→ WORK ITEM
Copy out the records again. Change nothing.

→ Collected data

PR #484, opened 2020-02-03
[V1-Sync] Port Endpoint Discovery

skmcgrail:
Ports V1 SDK's support for performing service endpoint discovery.


aws/crr/sync_map.go
```diff
@@ -0,0 +1,27 @@
...
+import (
+	"sync"
+)
+
+type syncMap sync.Map
+
+func newSyncMap() syncMap {
+	return syncMap{}
+}
+
```
jasdel: Is this file/type needed anymore?  Since SDK's min version includes `sync.Map` it may not be.

aws/crr/sync_map_test.go
```diff
@@ -0,0 +1,110 @@
+package crr
+
+import (
+	"reflect"
+	"testing"
+)
+
+func TestRangeDelete(t *testing.T) {
```
jasdel: Probably not needed if `sync_map.go` isn't needed.

aws/external/shared_config.go
```diff
@@ -105,6 +108,21 @@ type SharedConfig struct {
...
+
+	// EnableEndpointDiscovery can be enabled in the shared config by setting
+	// endpoint_discovery_enabled to true
+	//
+	//	endpoint_discovery_enabled = true
+	EnableEndpointDiscovery *bool
+}
+
+// GetEnableEndpointDiscovery returns whether to enable service endpoint discovery
+func (c *SharedConfig) GetEnableEndpointDiscovery() (value, ok bool, err error) {
```
jasdel: Will be helper to ensure the `SharedConfig` and `EnvConfig` can satisfy the `EnableEndpointDiscoveryProvider` interface via test type assertion.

→ ANSWER FOR THE TASK
PR #484, opened 2020-02-03
[V1-Sync] Port Endpoint Discovery

skmcgrail:
Ports V1 SDK's support for performing service endpoint discovery.


aws/crr/sync_map.go
```diff
@@ -0,0 +1,27 @@
...
+import (
+	"sync"
+)
+
+type syncMap sync.Map
+
+func newSyncMap() syncMap {
+	return syncMap{}
+}
+
```
jasdel: Is this file/type needed anymore?  Since SDK's min version includes `sync.Map` it may not be.

aws/crr/sync_map_test.go
```diff
@@ -0,0 +1,110 @@
+package crr
+
+import (
+	"reflect"
+	"testing"
+)
+
+func TestRangeDelete(t *testing.T) {
```
jasdel: Probably not needed if `sync_map.go` isn't needed.

aws/external/shared_config.go
```diff
@@ -105,6 +108,21 @@ type SharedConfig struct {
...
+
+	// EnableEndpointDiscovery can be enabled in the shared config by setting
+	// endpoint_discovery_enabled to true
+	//
+	//	endpoint_discovery_enabled = true
+	EnableEndpointDiscovery *bool
+}
+
+// GetEnableEndpointDiscovery returns whether to enable service endpoint discovery
+func (c *SharedConfig) GetEnableEndpointDiscovery() (value, ok bool, err error) {
```
jasdel: Will be helper to ensure the `SharedConfig` and `EnvConfig` can satisfy the `EnableEndpointDiscoveryProvider` interface via test type assertion.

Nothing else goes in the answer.